PROBLEM DETAILS: Every entry that follows needs to be repeated exactly.

═════ EXERCISE MATERIALS

PR #297, opened 2022-09-26
Fix creation-defer-length extension for all stores

Murderlon:
Supersedes #283

### DIFF
--- a/lib/handlers/PatchHandler.js
+++ b/lib/handlers/PatchHandler.js
@@ -41,7 +41,8 @@ class PatchHandler extends BaseHandler {
         }
 
         const new_offset = await this.store.write(req, file_id, offset);
-        if (`${new_offset}` === stats.upload_length) {
+        const upload_length = stats.upload_length || req.headers['upload-length'];
+        if (parseInt(new_offset, 10) === parseInt(upload_length, 10)) {
             this.emit(EVENTS.EVENT_UPLOAD_COMPLETE, { file: new File(file_id, stats.upload_length, stats.upload_defer_length, stats.upload_metadata) });
         }
 
--- a/lib/handlers/PatchHandler.js
+++ b/lib/handlers/PatchHandler.js
@@ -24,6 +24,7 @@ class PatchHandler extends BaseHandler {
         if (offset === undefined) {
             throw ERRORS.MISSING_OFFSET;
         }
+        offset = parseInt(offset, 10);
 
         // The request MUST include a Content-Type header
         const content_type = req.headers['content-type'];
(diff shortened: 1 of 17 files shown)


lib/handlers/PatchHandler.js
```diff
@@ -41,7 +41,8 @@ class PatchHandler extends BaseHandler {
         }
 
         const new_offset = await this.store.write(req, file_id, offset);
-        if (`${new_offset}` === stats.upload_length) {
+        const upload_length = stats.upload_length || req.headers['upload-length'];
+        if (parseInt(new_offset, 10) === parseInt(upload_length, 10)) {
```
mitjap, line 45: This approach would not work properly for S3 which need this information to split parts to chunks and only last chunk can be <5MB. If S3 can not determine that this is in fact last part it will be discarded and write will not finish.

Upload length should be written to datastore's configstore before any write is performed. Once this header is present it MUST be present and unchanged (and validated by the server) in all subsequent request.

From TUS protocol:
> If the length was deferred using Upload-Defer-Length: 1, the Client MUST set the Upload-Length header in the next PATCH request, once the length is known. Once set the length MUST NOT be changed. As long as the length of the upload is not known, the Server MUST set Upload-Defer-Length: 1 in all responses to HEAD requests

mitjap:
I'd rename `getOffset` to `getMetadata` and create new function `setMetadata` or `updateMetadata` to modify existing metadata. In `index.d.ts` we need to modify `IFile` and add property `size: number`. With this ready this issue should be easy to fix :)

mitjap:
This PR is almost complete. All that is needed is to implement `declareUploadLength` on `S3` and `GCS` datastores and enable tests via `shared.shouldDeclareUploadLendth()`.

Any idea why status 412 is sent when upload-length does not match? I think this error code is not appropriate and 400 would be much better.
```
INVALID_LENGTH: {
        status_code: 412,
        body: 'Upload-Length or Upload-Defer-Length header required\n',
    },
```

@Murderlon sorry for taking over this PR without consulting you. :blush:

Murderlon:
> Any idea why status 412 is sent when upload-length does not match? I think this error code is not appropriate and 400 would be much better.

Yes we can change that, tus also does this:
https://github.com/tus/tusd/blob/6ca6ef69a21c60dc0d00bfc55c4a34fc6398cf1b/pkg/handler/unrouted_handler.go#L60:2

Murderlon:
I'll take a look at the S3 and GCS ones

Murderlon:
Thanks for improving this too. I added it to S3 and GCS too. Two things:

- We have a race condition in CI when running the tests in parallel across node versions. It seems the CRUD operations against GCS don't allow these parallel changes and we get rate limited. Not sure what to do about that, I'm considering testing against one node version for now.
- Was quite confused for an hour that GCS has the very unobivous behavior when setting some meta data value to `undefined`, it actually ignores that and holds the previous value..

Regardless, this PR should be ready

mitjap:
I have no further comments. I think this can be released, 0.8.0 would be appropriate as there are some breaking changes.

══════════

SOLUTION:
PR #297, opened 2022-09-26
Fix creation-defer-length extension for all stores

Murderlon:
Supersedes #283

### DIFF
--- a/lib/handlers/PatchHandler.js
+++ b/lib/handlers/PatchHandler.js
@@ -41,7 +41,8 @@ class PatchHandler extends BaseHandler {
         }
 
         const new_offset = await this.store.write(req, file_id, offset);
-        if (`${new_offset}` === stats.upload_length) {
+        const upload_length = stats.upload_length || req.headers['upload-length'];
+        if (parseInt(new_offset, 10) === parseInt(upload_length, 10)) {
             this.emit(EVENTS.EVENT_UPLOAD_COMPLETE, { file: new File(file_id, stats.upload_length, stats.upload_defer_length, stats.upload_metadata) });
         }
 
--- a/lib/handlers/PatchHandler.js
+++ b/lib/handlers/PatchHandler.js
@@ -24,6 +24,7 @@ class PatchHandler extends BaseHandler {
         if (offset === undefined) {
             throw ERRORS.MISSING_OFFSET;
         }
+        offset = parseInt(offset, 10);
 
         // The request MUST include a Content-Type header
         const content_type = req.headers['content-type'];
(diff shortened: 1 of 17 files shown)


lib/handlers/PatchHandler.js
```diff
@@ -41,7 +41,8 @@ class PatchHandler extends BaseHandler {
         }
 
         const new_offset = await this.store.write(req, file_id, offset);
-        if (`${new_offset}` === stats.upload_length) {
+        const upload_length = stats.upload_length || req.headers['upload-length'];
+        if (parseInt(new_offset, 10) === parseInt(upload_length, 10)) {
```
mitjap, line 45: This approach would not work properly for S3 which need this information to split parts to chunks and only last chunk can be <5MB. If S3 can not determine that this is in fact last part it will be discarded and write will not finish.

Upload length should be written to datastore's configstore before any write is performed. Once this header is present it MUST be present and unchanged (and validated by the server) in all subsequent request.

From TUS protocol:
> If the length was deferred using Upload-Defer-Length: 1, the Client MUST set the Upload-Length header in the next PATCH request, once the length is known. Once set the length MUST NOT be changed. As long as the length of the upload is not known, the Server MUST set Upload-Defer-Length: 1 in all responses to HEAD requests

mitjap:
I'd rename `getOffset` to `getMetadata` and create new function `setMetadata` or `updateMetadata` to modify existing metadata. In `index.d.ts` we need to modify `IFile` and add property `size: number`. With this ready this issue should be easy to fix :)

mitjap:
This PR is almost complete. All that is needed is to implement `declareUploadLength` on `S3` and `GCS` datastores and enable tests via `shared.shouldDeclareUploadLendth()`.

Any idea why status 412 is sent when upload-length does not match? I think this error code is not appropriate and 400 would be much better.
```
INVALID_LENGTH: {
        status_code: 412,
        body: 'Upload-Length or Upload-Defer-Length header required\n',
    },
```

@Murderlon sorry for taking over this PR without consulting you. :blush:

Murderlon:
> Any idea why status 412 is sent when upload-length does not match? I think this error code is not appropriate and 400 would be much better.

Yes we can change that, tus also does this:
https://github.com/tus/tusd/blob/6ca6ef69a21c60dc0d00bfc55c4a34fc6398cf1b/pkg/handler/unrouted_handler.go#L60:2

Murderlon:
I'll take a look at the S3 and GCS ones

Murderlon:
Thanks for improving this too. I added it to S3 and GCS too. Two things:

- We have a race condition in CI when running the tests in parallel across node versions. It seems the CRUD operations against GCS don't allow these parallel changes and we get rate limited. Not sure what to do about that, I'm considering testing against one node version for now.
- Was quite confused for an hour that GCS has the very unobivous behavior when setting some meta data value to `undefined`, it actually ignores that and holds the previous value..

Regardless, this PR should be ready

mitjap:
I have no further comments. I think this can be released, 0.8.0 would be appropriate as there are some breaking changes.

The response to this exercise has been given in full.